Combining the indicators and lessons from case studies to sketch out a code of practice is the ultimate goal. Critique of the proposed decision classes as an organization principle for the code would be welcome along with suggestions of other schema. Exploration of the choice editing decisions mentioned above could help refine the definition and goals of sustainable consumption and production. It would seem that some unsustainable impacts cut across so many product categories, e.g., toxic chemicals, that a product-based analysis may not be helpful. In other cases, products are clearly linked to damages, e.g., sin products such as alcohol and tobacco. Papers evaluating the usefulness of SLCA in public policy would be valuable contributions. It is important to remember that sustainable products will not necessarily yield sustainable communities. If our goal is informed decisions at multiple levels of society, it will be necessary to link the global- and hazard-based perspective of product chains to regional- and risk-based perspective of communities. The specific impacts in a community will depend on the particular mix of product chains that happen to flow through that area. It is beyond the scope of any single company to consider these complex interactions within their product design choices. At the same time, companies will be interested in validating that their initiatives have in fact produced the intended benefits. Data architectures that permit efficient sharing of data between decision models for various scales would help increase the value of SLCA to both private and public decision-makers. Research in supply chain management or regional planning might provide useful insights.

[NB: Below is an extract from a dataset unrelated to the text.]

PR #6103, opened 2022-10-04
No Bug: Removing the condition of compiling filter list data

soner-yuksel:
Removing the condition of compiling AdBlockEngineManager and ContentBlockerManager before setup tabs can start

This brief list is certainly not exhaustive. SLCA offers a rich landscape of potential research topics. It would be wise to conclude with a cautionary note from Hunkeler and Rebitzer (2005) that “(a)dditional levels of sophistication, and new models, should not neglect the needs and reality of decision making.” We need simple but not simplistic approaches to scan a complex world and focus on those challenges that will best move us toward more sustainable business models (Klöpffer 2003). Einstein advised, “Everything should be made as simple as possible, but not one bit simpler.” Perhaps a useful first step is to identify the important questions we are trying to answer with SLCA, clarify what we do not know that we need to know to answer those questions, and recognize that any sustainability assessment will be a journey of learning.